With the Report as a starting point, the challenge of the recent conference was to develop strategies that could help improve the standard of living in the region. To accomplish this, the conference brought together leaders from the ranks of organized labor, local governments, religious organizations, and civil rights groups. The members of this broad-based and potentially powerful coalition were asked to re-examine state policies and practices on economic development.
In the articles that follow, several of the speakers from the conference share some of the insight and discussion from the valuable weekend of strategizing in Atlanta. As the Labor Climate Report had done, the conference challenged the basic notion that economic development depends on cheap land, unreasonable tax concessions to industry, and an unorganized, untrained, and undereducated labor force willing to work for less than elsewhere.
The Report attracted widespread publicity both to the concepts it addressed and to the Southern Labor Institute which produced it.
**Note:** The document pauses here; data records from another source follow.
PR #23572, opened 2026-02-24
[CODEGEN] Pattern to hoist expand_shape & collapse_shape from scf.for loop

### LINKED ISSUE #23534: FuseAndHoist problem in direct convolution
Background of Direct convolution: Currently direct convolution works by tiling the filter reduction dimensions to 1 which makes the convolution into a GEMM and then we pack to intrinsic and follow the regular path. We dont even bother to unroll the scf.for's generated by the filter reduction dimensions as we have found that the backend does a good job at the following sctructure after fuse and hoist
```
scf.forall // workgroup
  scf.forall // thread
   scf.for // filter H
      scf.for // filter K
       scf.for // actual reduction
```

However, a step that happens between the filter dimension tiling and the GEMM reduction tiling is the `ExpandUndistributedInnerTilesPass` which can add collapse and expands which then break the hoisting in the fuse and hoist pass [here](https://gist.github.com/nirvedhmeshram/ffa2907422b69a55c5426c7c66aae07c) is the full IR dump

The simplest solution seems like we must unroll the filter scf.for's I wanted to check with @qedawkins @Max191 if there is some other propagation pattern that makes sense instead or some addition to the hoisiting logic in fuse-and-hoist?

Practically, what this means is that without fixing this we are blocked from using certain intrinsics for which `ExpandUndistributedInnerTilesPass` is not a no-op for example to me it seems on MI355 for `MFMA_F32_16x16x32_F16` this issue doesnt happen but for `MFMA_F32_32x32x16_F16` we have this problem.
FYI @YashDeshpande25 @yzhang93 @MaheshRavishankar

YashDeshpande25:
This PR adds a new rewrite pattern that hoists matching tensor.expand_shape and tensor.collapse_shape pairs out of scf.for loops. This change is intended to help the GPUFuseAndHoistParallelLoopsPass hoist scf.forall loops properly in case of Direct Convolution when using specific MFMA instructions. 

Fixes : https://github.com/iree-org/iree/issues/23534

### DIFF
--- a/compiler/src/iree/compiler/Codegen/Common/PropagateReshapesByExpansion.cpp
+++ b/compiler/src/iree/compiler/Codegen/Common/PropagateReshapesByExpansion.cpp
@@ -323,6 +323,114 @@ struct ExpandDestinationForallOp final
   }
 };
 
+/// This pattern hoists expand_shape & collapse_shape ops out of scf.for loops.
+struct ExpandDestinationForOp final : OpRewritePattern<scf::YieldOp> {
+  using Base::Base;
+  LogicalResult matchAndRewrite(scf::YieldOp yieldOp,
+                                PatternRewriter &rewriter) const override {
+    Location loc = yieldOp.getLoc();
+    auto forOp = dyn_cast<scf::ForOp>(yieldOp->getParentOp());
+    if (!forOp) {
+      return failure();
+    }
+    tensor::CollapseShapeOp collapseOp;
+    tensor::ExpandShapeOp expandOp;
+    int64_t tiedResultIdx = 0;
+
+    for (auto [idx, operand] : llvm::enumerate(yieldOp.getOperands())) {
+      collapseOp = operand.getDefiningOp<tensor::CollapseShapeOp>();
+      if (!collapseOp) {
+        continue;
+      }
+      if (collapseOp.getSrcType().getRank() ==
+          collapseOp.getResultType().getRank()) {
+        continue;
+      }
+
+      // Get the corresponding expandOp.
+      auto iterArg = forOp.getRegionIterArgs()[idx];
+      for (auto user : iterArg.getUsers()) {
+        expandOp = dyn_cast<tensor::ExpandShapeOp>(user);
+        if (expandOp &&
+            (expandOp.getReassociationIndices() ==
+             collapseOp.getReassociationIndices()) &&
+            (expandOp.getResultType() == collapseOp.getSrcType())) {
+          break;
+        } else {
+          expandOp = nullptr;
+        }
+      }
+
+      if (expandOp && collapseOp) {
+        bool hasOtherUsers = false;
+        for (auto user : iterArg.getUsers()) {
+          if (user != expandOp) {
+            hasOtherUsers = true;
+            expandOp = nullptr;
+            collapseOp = nullptr;
+            break;
+          }
+        }
+        if (!hasOtherUsers) {
+          tiedResultIdx = idx;
+          break;
+        }
+      }
+    }
+    if (!expandOp || !collapseOp) {
+      return failure();
+    }
+
+    // Create the expand -> new scf.for -> collapse chain.
+    rewriter.setInsertionPoint(forOp);
+
+    Value initArg = forOp.getInitArgs()[tiedResultIdx];
+    auto expandedDest = tensor::ExpandShapeOp::create(
+        rewriter, loc, expandOp.getResultType(), initArg,
+        expandOp.getReassociationIndices());
+
+    auto expandedInitArgs = llvm::to_vector_of<Value>(forOp.getInitArgs());
+    expandedInitArgs[tiedResultIdx] = expandedDest.getResult();
+
+    scf::ForOp newForOp = scf::ForOp::create(
+        rewriter, loc, forOp.getLowerBound(), forOp.getUpperBound(),
+        forOp.getStep(), expandedInitArgs);
+
+    auto collapsedOutput = tensor::CollapseShapeOp::create(
+        rewriter, loc, collapseOp.getResultType(),
+        newForOp.getResults()[tiedResultIdx],
+        collapseOp.getReassociationIndices());
+
+    // Users of the result of collapseOp must use the input to the collapseOp.
+    collapseOp->getResult(0).replaceAllUsesWith(collapseOp.getOperand());
+
+    // Users of the result of expandOp must use the iter_arg of the new forOp.
+    for (auto user : forOp.getRegionIterArgs()[tiedResultIdx].getUsers()) {
+      if (user->getNumResults() > 0) {
+        user->getResult(0).replaceAllUsesWith(
+            newForOp.getRegionIterArgs()[tiedResultIdx]);
+      }
+    }
+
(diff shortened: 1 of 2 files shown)


compiler/src/iree/compiler/Codegen/Common/PropagateReshapesByExpansion.cpp
```diff
@@ -446,6 +568,7 @@ void PropagateReshapesByExpansionPass::runOnOperation() {
   bubbleExpandShapePatterns
       .add<ExpandDestinationForallOp, SwapInnerBitcastWithExtractSlice>(
           context);
+  bubbleExpandShapePatterns.add<PropagateReshapeDestinationForOp>(context);
```
nirvedhmeshram: nit: you can just add the pattern to the existing patterns on the line above.

compiler/src/iree/compiler/Codegen/Common/PropagateReshapesByExpansion.cpp
```diff
@@ -323,6 +323,128 @@ struct ExpandDestinationForallOp final
...
+          expandOp = nullptr;
+        }
+      }
+
+      if (expandOp && collapseOp) {
+        // Apply the pattern only if expandOp & collapseOp are the only 2 users
+        // of the regionIterArg.
+        bool hasOtherUsers = false;
+        for (auto user : iterArg.getUsers()) {
+          if (user != expandOp && user != collapseOp) {
```
nirvedhmeshram: I dont follow why the collapse shape would be using iter arg, I dont think you need to check for that?

compiler/src/iree/compiler/Codegen/Common/test/propagate_reshapes_by_expansion.mlir
```diff
@@ -661,3 +661,32 @@ func.func @propagate_expand_through_inner_tiled_dynamic(
...
 // CHECK-SAME:        : tensor<?x3x4x16x16xf16>, tensor<4x2x16x16xf16> into tensor<?x3x2x16x16xf32>
 // CHECK:         return %[[INNER_TILED]]
+
+// -----
+
+func.func @propagate_reshape_dest_for(%init: tensor<4x16xf32>) -> tensor<4x16xf32> {
+  %c0 = arith.constant 0 : index
+  %c1 = arith.constant 1 : index
+  %c4 = arith.constant 4 : index
+  %result = scf.for %iv = %c0 to %c4 step %c1 iter_args(%arg = %init) -> tensor<4x16xf32> {
```
nirvedhmeshram, line 671: add a negative case where %arg does indeed have another user.

nirvedhmeshram (commented):
Looking good, just have some minor comments. you can mark this ready for review after addressing those.

compiler/src/iree/compiler/Codegen/Common/PropagateReshapesByExpansion.cpp
```diff
@@ -323,6 +323,128 @@ struct ExpandDestinationForallOp final
   }
 };
 
+/// This pattern hoists expand_shape & collapse_shape ops out of scf.for loops.
+struct PropagateReshapeDestinationForOp final : OpRewritePattern<scf::YieldOp> {
```
nirvedhmeshram: nit: maybe match the name of the pattern to the forall pattern and call it `ExpandDestinationForOp` ?

krzysz00: 1. This is over commented in a very LLM way
2. Creating a for loop like you do here feels overcomplicated - you can just take the unexpended argument, setType() it to its new type, and then RAUW it in before erasing the expand/collapse pair

krzysz00 (commented):
Some notes

compiler/src/iree/compiler/Codegen/Common/PropagateReshapesByExpansion.cpp
nirvedhmeshram: I think it would help reviewing if you see the pattern above that does the same thing for scf.forall . In that one we found that doing the erasing was causing crashes as there are other patterns in the rewriter that have the erased ops in there queue and then they crash, In general i think erasing ops like that runs into trouble with the greedy rewriter. We have found its better to just make a new op like this. That being said not opposed to trying it here to see if it works.

Also, dont see more comments in this pattern here compared to the pattern above, would be good to be specific about which ones you think are excessive.

compiler/src/iree/compiler/Codegen/Common/PropagateReshapesByExpansion.cpp
YashDeshpande25: Yes, no such case that I know of, so removing the check for collapseOp in the if-statement.

compiler/src/iree/compiler/Codegen/Common/PropagateReshapesByExpansion.cpp
YashDeshpande25: Hey, I have removed some of the smaller comments & will try the alternative approach as well. If there’s a previous similar implementation that I can refer to,  it would be great to better understand the pattern.

Marking this for review.

krzysz00: For the crashes, were you using modifyOpInPlace() and the other methods that notify the rewriter of the change?

nirvedhmeshram: I copied this strategy from some patterns from @Max191, this was a while back though so cant be sure but I do think the scf.for (in this case) was modifyinPlace() the problem happened with the expand/collapse ops. I dont remember why we have to erase them though, maybe can just leave them dead but vaguely remember that not being a decent option either.

compiler/src/iree/compiler/Codegen/Common/PropagateReshapesByExpansion.cpp
```diff
@@ -323,6 +323,115 @@ struct ExpandDestinationForallOp final
...
 };
 
+/// This pattern hoists expand_shape & collapse_shape ops out of scf.for loops.
+struct ExpandDestinationForOp final : OpRewritePattern<scf::YieldOp> {
+  using Base::Base;
+  LogicalResult matchAndRewrite(scf::YieldOp yieldOp,
+                                PatternRewriter &rewriter) const override {
+    Location loc = yieldOp.getLoc();
+    auto parentOp = yieldOp->getParentOp();
+    auto forOp = dyn_cast<scf::ForOp>(parentOp);
```
krzysz00:
```suggestion
    auto forOp = dyn_cast<scf::ForOp>(yieldOp->getParentOp());
```

krzysz00 (commented):
On further reading, the comments seem like somewhat reasonable section headers, and I suspect that the code here is basically fine perf-wise (since I don't think it involves big clones)

nirvedhmeshram (approved):
LGTM, I dont see the need to do the in place modification / erase thing as we are just inlining the region of the old scf.for and not cloning and this approach looks simple enough to me. However lets give other reviewers some time before landing this.

krzysz00 (approved):
lgtm here

PR #23579, opened 2026-02-25
fix cpu_count comparison preventing specifying 64 core_ids.

bjacob:


krzysz00 (commented):
Seems reasonable to me?

krzysz00 (approved):

PR #23581, opened 2026-02-25
[ROCM][DT] Add gfx950 f8e4m3fn ukernel

Yu-Zhewen:
This PR ports the gfx942 data-tiled large ukernel to gfx950, with tuning applied to the specialization range to  address the performance regression observed when directly migrating the gfx942 configs (see https://github.com/iree-org/iree/issues/22121#issuecomment-3563023732).

After experimenting with intrinsic selection, unroll factors, and size constraint, the size constraint was identified as the most impactful tuning knob. And only the large ukernel proved beneficial, when N>=8192.

Results: Llama 8B f8e4m3fn, gfx950, prefill length 2048:
|                                     | Time (us) |
|-------------------------------------|-----------|
| codegen                             | 279       |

The conference was an effort to build upon this attention while expanding participation in the examination of the national economy’s current transformation, and what world economic trends mean to most citizens.
One omission of the Report was a lack of specific policy recommendations–geared to the realities of the 1980’s and the 1990’s–of what the states should be doing to improve the standard of living. The conference helped in this respect by bringing together leaders who may only rarely concern themselves with long-term development policy and who, for the most part, may not readily see the links between their interests in economic development and the interests of others. Labor unions, religious denominations, civil rights organizations, and local governments tend to see only their own interests, occasionally becoming involved with state economic development policies that may affect them. They may never recognize the need to combine forces. This spring’s conference was a chance to unify a large number of organizations and agencies in the South whose common interests have not yet been combined for common activities.
One of the first steps of the conference was to provide a common knowledge base about problems, issues, past practices, and the status of the South today.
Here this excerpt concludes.